**** Data excerpts
PR #1310, opened 2016-10-16
handle options with value 0 properly

### LINKED ISSUE #1284: Clearable icon doesn't show on value = 0
On using the following option, I'm not able to see clearable cross icon on selecting False but it shows in case I select True. 

``` javascript
const ENABLED_FLAG_OPTIONS = [
  { label: 'True', value: 1 },
  { label: 'False', value: 0 },
];

<Select
     value={enabledFlagFilter}
     options={ENABLED_FLAG_OPTIONS}
     onChange={selectedValue => this.setState({ enabledFlagFilter: selectedValue && selectedValue.value })}
/>
```

andreme:
fixes #1284

### DIFF
--- a/src/Select.js
+++ b/src/Select.js
@@ -553,7 +553,7 @@ const Select = React.createClass({
 	 * @param	{Object}		nextProps	- optionally specify the nextProps so the returned array uses the latest configuration
 	 * @returns	{Array}	the value of the select represented in an array
 	 */
-	getValueArray (value, nextProps) {
+	getValueArray (value, nextProps = undefined) {
 		/** support optionally passing in the `nextProps` so `componentWillReceiveProps` updates will function as expected */
 		const props = typeof nextProps === 'object' ? nextProps : this.props;
 		if (props.multi) {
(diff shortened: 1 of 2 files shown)


msaglietto:
Nice it looks good to me, I agree that 0 it a possible value should not be consider as empty 👍

src/Select.js
```diff
@@ -553,7 +553,7 @@ const Select = React.createClass({
 	 * @param	{Object}		nextProps	- optionally specify the nextProps so the returned array uses the latest configuration
 	 * @returns	{Array}	the value of the select represented in an array
 	 */
-	getValueArray (value, nextProps) {
+	getValueArray (value, nextProps = undefined) {
```
andreme: Yes you're right, but my IDE was warning me that this function was sometimes called with only 1 argument. I thought making it explicit wouldn't hurt.

malucky: This param being optional should be indicated in the jsdoc http://usejsdoc.org/tags-param.html#optional-parameters-and-default-values, which should also stop the IDE warning

grumd:
Is this going to be merged any time soon?

hillerstorm:
No merged PRs since mid-november? Would really like this one to land :/

bmv437:
It would be great to get this merged 👍

gwyneplaine:
Thanks for this @andreme, this has been fixed elsewhere in https://github.com/JedWatson/react-select/pull/1395

PR #1329, opened 2016-10-26
Add `keepInputCase` prop - Closes #1106

### LINKED ISSUE #1106: Async select changes the case of input when ignoreCase is false
Here is a plunkr that demonstrates the issue https://plnkr.co/edit/i947CSpI44PuVxx7wsT8?p=preview

Begin typing 'O', then 'n'   After the options are loaded, the input is altered to now contain 'on' instead of 'On'.   Though filtering is case insensitive, we would like to not alter the case of the string the user enters.

This is a change in behavior from 1.0.0-beta13 to 1.0.0-beta14.

Great job by the way, I'm loving react-select 👍

kauffecup:
Closes #1106 

Add `keepInputCase` prop that leaves the casing of what the user types in the input, but still allows the control to ignore the case when filtering the results.

For example, with `keepInputCase=true` and `ignoreCase=true`, we get the following:

image

but still get:

image

The one caveat is it requires the async method to be case insensitive. But this way it doesn't change the input to be lowercased which, when using with a creatable, can prevent the user from typing it in correctly.

### DIFF
--- a/src/Async.js
+++ b/src/Async.js
@@ -81,16 +81,16 @@ export default class Async extends Component {
 		this.setState({ options: [] });
 	}
 
-	loadOptions (inputValue) {
+	loadOptions (inputValue, normalizedInputValue=inputValue) {
 		const { loadOptions } = this.props;
 		const cache = this._cache;
 
 		if (
 			cache &&
-			cache.hasOwnProperty(inputValue)
+			cache.hasOwnProperty(normalizedInputValue)
 		) {
 			this.setState({
-				options: cache[inputValue]
+				options: cache[normalizedInputValue]
 			});
 
 			return;
@@ -103,7 +103,7 @@ export default class Async extends Component {
 				const options = data && data.options || [];
 
 				if (cache) {
-					cache[inputValue] = options;
+					cache[normalizedInputValue] = options;
 				}
 
 				this.setState({
@@ -116,7 +116,7 @@ export default class Async extends Component {
 		// Ignore all but the most recent request
 		this._callback = callback;
 
-		const promise = loadOptions(inputValue, callback);
+		const promise = loadOptions(normalizedInputValue, callback);
 		if (promise) {
 			promise.then(
 				(data) => callback(null, data),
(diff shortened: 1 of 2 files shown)


TheSharpieOne:
This extra prop is really not need. There is an error in the logic which should be fixed. Currently, the [`_onInputChange`](https://github.com/JedWatson/react-select/blob/master/src/Async.js#L139-L154) method modifies the inputValue which it passes to both the `onChange` prop and the `loadOptions` method, [returning the result of the `loadOptions`](https://github.com/JedWatson/react-select/blob/master/src/Async.js#L154) method, which is just the manipulated [value that was passed it](https://github.com/JedWatson/react-select/blob/master/src/Async.js#L136) to (when no cache is found).

Really, IMHO, `_onInputChange` should pass the original inputValue to the user-defined `onChange` prop and return it (or nothing) to [the calling function](https://github.com/JedWatson/react-select/blob/master/src/Select.js#L448-L452).
If user-defined `onChange` prop is not there or returns nothing, it will leave the input as-is (as the end-user typed). If it does return something, use the result of the user-defined `onChange` prop, allowing the user (in user-land) to manipulate the inputValue which is eventually displayed back to the user.

Either way, `ignoreCase` affecting the inputValue displayed back to the user is not a feature which should be preserved, but a defect which should be eliminated. After all, `ignoreCase` is supposed to be for searching, nothing more.

kauffecup:
@TheSharpieOne, is @bardediger's commit what you're looking for? if so i can cherry pick it onto my branch or close this PR and he can open a new one?

TheSharpieOne:
His commit looks good to me

kauffecup:
ok! this PR now contains only his commit!

caguthrie:
Can we please merge this PR?  Happy to help if there is anything we are waiting on here but I don't think there is

mikecx:
👍 can we get this merged in soon? Having to keep another fork up to date for this kinda sucks.

BossGrand:
Whats the status on this?

jperl:
We are running into this issue as well. Is there any way we can help get this merged?

davidemerritt:
I would love to see this merged in as well.

agirton:
I'm in agreement with @TheSharpieOne, the `_onInputChange` method should not be mutating the input, this should be done by the filter. I don't think this is the right way to go. I will open an issue and then someone can grab :smile:

zwright:
Here's another vote for getting this merged.

sponrad:
> the _onInputChange method should not be mutating the input

@agirton Agree!

We are also having this issue. Could be as simple as this change: https://github.com/sponrad/react-select/commit/029e56d6dd088a7b5c7dab09d40c117543e29426

gwyneplaine:
@kauffecup  thanks for this, a separate body of work has resolved the root issue behind this PR in the manner that @agirton suggested. You can see it here #1858

PR #1347, opened 2016-11-03
Delete key removes an item when there is no input

forum-is:
Thanks for creating react-select!

Would you consider merging our pull request? It extends the keydown handler to provide the same behaviour as the backspace key for the delete key, which is commonly used in Germany.


JedWatson:
@forum-is looks great, thanks! happy to add this.

PR #1353, opened 2016-11-04
Update onChange callback example

etherealite:
Currently, in this example the onChange callback param name of `val` implies that it it's type will be a string of `'one'` or `'two'`.  This is not the case, updated to reflect this fact.


JedWatson:
That's actually the case with the `simpleValue` prop... I'll update this in a way that calls it out better.

Thanks @etherealite

Issue #1348, opened 2016-11-03
Disable forced focus after remove via prop


forum-is:
We have wrapped a multi-value react-select in a component for creating and removing connections between certain business objects. Our wrapping component is connected to a redux store.

We noticed that whenever we remove an item from the values via the little **x**, Select.state.**isFocused** will be set **true** and stay that way, even if we focus other controls on our page, resulting in a persistent blue highlight around the Select box. This will only disappear when once more clicking the Select-input and clicking away again. 

Looking into the code we noticed that the **removeValue**-function of **Select** will always call this.focus() **after** setting the new values (which triggers **onChange**), meaning that a call of this.refs('select').**blurInput()** in onChange will stand no chance of overriding the behaviour as the control will be immediately focused again.

As a fix we would like to propose a prop **blurOnRemove**, which when **true** would prevent the call to this.focus() in removeValue and (if necessary) would instead call this.blurInput(). We would happily provide a respective pull request.

tosho-ait:
+1, It would be very useful to have the option to diable the focus() when using the clear "button". My issue with it is that it sometimes opens the options menu after clearing the selected value but in other cases closes it (if it is already open).  This happens when I use custom menuRenderer and valueRenderer functions ...

TrevorBurnham:
The focus-on-remove behavior has another problem: It can force scrolling, which is disconcerting. The user wouldn't expect scroll to occur as a result of clicking "Remove" on an item.

![scroll-on-mousedown](https://cloud.githubusercontent.com/assets/224895/21826541/e81e79a6-d755-11e6-92c4-602f1eb38532.gif)

psyanite:
I noticed this behaviour and was also trying to look at removing it, can I write custom CSS to remove this? Anyone know?

flexdinesh:
Closing this issue now. Chances are this might already be fixed or non-existent in v2. More [here](https://github.com/JedWatson/react-select/pull/1354#issuecomment-602155370).

PR #1354, opened 2016-11-04
Disable forced focus after remove via prop

forum-is:
The PR refers to issue [1348](https://github.com/JedWatson/react-select/issues/1348).

It adds an optional prop which allows to replace the forced focus after removing a value with a forced blur. This resolves issues with falsely persistent isFocused-states that may occur when wrapping a react-select. It was tested manually as automated focus tests would not work.


flexdinesh:
Hey @forum-is [v1 of react-select is no longer maintained](https://github.com/JedWatson/react-select/pull/3786). 

PR #1360, opened 2016-11-09
Expose select to async creatable

DanielHeath:
Both `Async` and `Creatable` keep a reference to the underlying `Select` (which can be accessed by consumers), but `AsyncCreatable` does not. 

This patch unifies this behavior.


gwyneplaine:
thanks for this @DanielHeath  I've taken out the main chunk of this PR and ported it over to this one https://github.com/JedWatson/react-select/pull/2084 

the other fixes you've made have already been resolved in master.

PR #1350, opened 2016-11-03
creatable-runs-onInputChange-prop: Fix Creatable to use onInputChange…

wmcmeans:
… function passed as prop

PR #1363, opened 2016-11-11
Fix onInputChange lost

leesiongchan:
This is to preserve the functionality of `onInputChange` when using `Creatable`.


JedWatson:
Good catch @leesiongchan, thanks!

TkDodo:
@JedWatson Why did you merge this instead of https://github.com/JedWatson/react-select/pull/1350 ? The fix is a bit better (typecheck) and there are tests for it

PR #1364, opened 2016-11-11
Add onNewOptionClick handler

leesiongchan:
This is useful when we want to customize the click action of the new option instead of creating the option immediately.


JedWatson:
Nice addition @leesiongchan, thanks!

Issue #2237, opened 2017-12-20
Auto Scroll to select option not work in searchable case


shikelong:
How to scroll to select option? Seem no props / method provided now.

The gif: 
![gif](https://user-images.githubusercontent.com/4499997/34189922-f09fbc70-e578-11e7-9332-3200737a381e.gif)

Regards.

yuri-sakharov:
Hi @shikelong.
This is the bug and looks fixed in https://github.com/JedWatson/react-select/pull/2245

Please check it on demo: https://deploy-preview-2245--react-select.netlify.com/

shikelong:
Thank you!

PR #2245, opened 2017-12-22
Fixed focused option. Issue #2237

yuri-sakharov:
Fixed https://github.com/JedWatson/react-select/issues/2237


JedWatson:
This looks good, thanks for the fix @yuri-sakharov!

Issue #2263, opened 2018-01-06
Add a SelectAll function to the menuRenderer props


coder-guy22296:
The project I'm working on requires the ability to select all of the filtered results e.g. searching a list of people and want to select all the results with a particular last name.

I have a working patch and I am working on a pull request for this feature.

I tried adding a button to the options list in my custom renderer that when you click it, it would call selectValue on all the options passed in. needless to say, it was hacky and did not work, it only added the last item.

Inspired by: https://github.com/Aidurber/react-picky/

Chopinsky:
I think it's reasonable to add a configurable option to the `react-select`, such that if multi-selection is enabled, we can let users to select all the available options in the dropdown list. I will work on the PR to this feature.

ghoullier:
@Chopinsky Good news!

bladey:
Hello -

In an effort to sustain the `react-select` project going forward, we're closing old issues.

We understand this might be inconvenient but in the best interest of supporting the broader community we have to direct our efforts towards the current major version.

If you aren't using the latest version of `react-select` please consider upgrading to see if it resolves any issues you're having.

However, if you feel this issue  is still relevant and you'd like us to review it - please leave a comment and we'll do our best to get back to you!

PR #2265, opened 2018-01-07
Feature: adding select all option to multi-select enabled control 

Chopinsky:
This PR will address issue #2263, where we lack the ability to select all options in the dropdown menu. This is will make multi-values selections easier if users would want to select a range of the filtered options.

### DIFF
--- a/src/Select.js
+++ b/src/Select.js
@@ -661,17 +661,11 @@ class Select extends React.Component {
 	}
 
 	selectAllValues (values) {
-		console.log('select all', values);
-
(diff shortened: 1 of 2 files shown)


LillaEli:
@jossmac  I was just wondering why hasn't this been merged?! Sounds like a usable feature!

jossmac:
@LillaEli if we were to introduce unlimited features the API would become too large, and basically unusable. The approach we took in v2 was to expose low-level API that allow consumers to implement the features they desire.

PR #2266, opened 2018-01-08
Add explicit docs on how to disable client side filtering

jnachtigall:
I found the docs in the Readme not explicit enough to answer the question on how one would really disable client side filtering (eventually I found it to be answered in an issue). I think a small code snippet to answer this would be good.


JedWatson:
Thanks @jnachtigall

PR #2268, opened 2018-01-09
Bump react-input-autosize to fix SSR issues

rkkautsar:
JedWatson/react-input-autosize#121


rkkautsar:
Need to pull JedWatson/react-input-autosize#124 too. This might need some tests in the future

Issue #2208, opened 2017-12-12
React Select v2 and the future


JedWatson:
I've spent the last few months cleaning up react-select v1 and thinking about the future. Now I'm ready to share some exciting news, and begin discussing plans openly.

The project has grown way beyond my original use-case to become one of the most popular react components: with nearly a million downloads per month, statistically over one in seven people installing `react-dom` also install `react-select` 😆

Over the years the API has also grown organically to accommodate a huge amount of flexibility and customisation, and I've been reluctant to do much that would break it or invalidate open PRs before they can be reviewed.

On to the news: for the last half-year, with several team members from Thinkmill I've been working with Atlassian to develop their new UI library [Atlaskit](https://atlaskit.atlassian.com) which is being used in Jira, Stride, Confluence, Bitbucket and many other products. We've had the opportunity to do a lot of deep thinking on component architecture, and are now turning our attention to Select components... which I am hoping to use react-select as the base for.

With that in mind, I'm embarking on a rewrite of the component using these new ideas and much more modern techniques. I've got a working prototype of the new architecture, and from now I'll be working publicly in a `v2` branch. Here's what you need to know:

* v1.x is stable and will continue to be maintained, at least until v2 is released with feature parity
* The `v2` branch is experimental; I'll update here as it evolves
* v2 will use css-in-js (my current prototype uses glam, this may change) and will continue to be themeable
* v2 won't include less/scss stylesheets. I've got some ideas on how to continue shipping a classNames-based API for everyone who's already invested in stylesheet customisations... we'll see
* I'm working on a new concept for customising the component which will consolidate a lot of the current props and make the component more modular, more maintainable while increasing flexibility
* Despite re-writing the architecture, much of the existing code will be brought forward; there is a huge amount of maturity in this project that I'm keen to protect

Some specifics:

* I'm using flow
* Internal state management has been cleaned up significantly - how options are handled and data is passed are both more powerful and more consistent
* You'll be able to override _all_ the components to completely customise the UI
* Some functions will also be configurable when you want custom behaviour
* Accessibility, performance and flexibility are all first-class concerns

My goal is that many of the requirements people open issues and PRs for will become easily customisable so they don't require changes to the react-select core. If (_if_) I get this right, it'll both make the component more useful and also help me stay on top of things as a maintainer. It also opens the potential for an ecosystem of packages and customisations to start developing on top of react-select, instead of the many forks that currently exist.

webmobiles:
[...]

PR #2269, opened 2018-01-09
Add new props controlClassName and menuContainerClassName

marccerrato:
Hello there,

We want to use `react-select` in a [backpack](https://github.com/Skyscanner/backpack) component and we need to customize some styles to meet the library UI standards.

In the library we use SASS (for defining and reusing styling rules), and CSS Modules (which appends a hash to every CSS class name we define), not allowing us to override the `react-select` classes from our style definitions.

We found that best option we have to customize the styles would be to provide some extra classes to some of the `react-select` elements. In some cases, this is already possible (props `className` and `optionClassName`) but for others it is not: the ones we added in this PR.

I'm aware that a classNames-based API approach is planned for the v2 as explained in #2208, but we would like to use it as soon as possible, and other options as inline styling or styled components are not possible in our case (use of SASS variables/mixins/breakpoints/pseudo-selectors).

Would you consider approving this PR until you move to the v2? 😄


barbu110:
This is not reflected in the docs.

flexdinesh:
Hey @marccerrato [v1 of react-select is no longer maintained](https://github.com/JedWatson/react-select/pull/3786). 

We highly recommend [upgrading from v1 to v2](https://react-select.com/upgrade-guide). We have change the style customization architecture in v2. You might find it simpler and more convenient.

Issue #2202, opened 2017-12-08
Selector has wrong height if autosize=false and arrowRenderer=null


kozakdenys:
The issue appears if `autosize={false}` and `arrowRenderer={null}` on the same time.
Can be related to this issue https://github.com/JedWatson/react-select/issues/2082
An example of code https://plnkr.co/edit/i5Cdg3e8f8JPBZowFLMj?p=preview

bladey:
Hello -

In an effort to sustain the `react-select` project going forward, we're closing old issues / pull requests.

We understand this might be inconvenient but in the best interest of supporting the broader community we have to direct our limited efforts to maintain the latest version.

If you feel this issue / pull request is still relevant and you'd like us to review it, please leave a comment and we'll do our best to get back to you.

PR #2276, opened 2018-01-10
Fix rendering with arrowRenderer and no autosize.

### LINKED ISSUE #2082: React Multi has broken with prop autosize=false
Are you reporting a bug or runtime error?
### Bug

I have a problem when I am using the prop autosize={false} and multi={true} the height of the component is extremely long, See:
dropdown broken

*  Test Case:
https://plnkr.co/edit/xLJjLV5YQuTZTWA5XIWs?p=preview

harrykao:
The container for the input element lacked `display: inline-block`,
which is present on both the `AutosizeInput` component and the disabled
version of the input component.

This should fix #2082 and #2202.

### DIFF
--- a/src/Select.js
+++ b/src/Select.js
@@ -925,7 +925,7 @@ class Select extends React.Component {
 			);
 		}
 		return (
-			<div className={ className } key="input-wrap">
+			<div className={ className } key="input-wrap" style={{display: 'inline-block'}}>
 				<input id={this.props.id} {...inputProps} />
 			</div>
 		);


JedWatson:
Thanks for the fix @harrykao

natefoundry:
This commit may have unintentionally broken the width and vertical alignment of the hidden input field. I have `autosize=false` and if I type a lot of characters in the text box it cuts off before reaching the end of the total width of the text box (tested on Chrome).

Adding the following scss fixed the issue for me:

```
  /* Fixes issue with input width and position introduced by commit: d235dee2 */
  .Select-input {
    display: block !important;

    & > input {
      display: inline-block !important;
    }
  }
```

ls-guillaume-lambert:
@natefoundry I also got this issue, I will implement the fix you have there. Should that be opened as a PR?

image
********
Task to complete: All lines above holding the word "menuRenderer" make up the answer; copy each one.

Solution for this problem:
+1, It would be very useful to have the option to diable the focus() when using the clear "button". My issue with it is that it sometimes opens the options menu after clearing the selected value but in other cases closes it (if it is already open).  This happens when I use custom menuRenderer and valueRenderer functions ...
Add a SelectAll function to the menuRenderer props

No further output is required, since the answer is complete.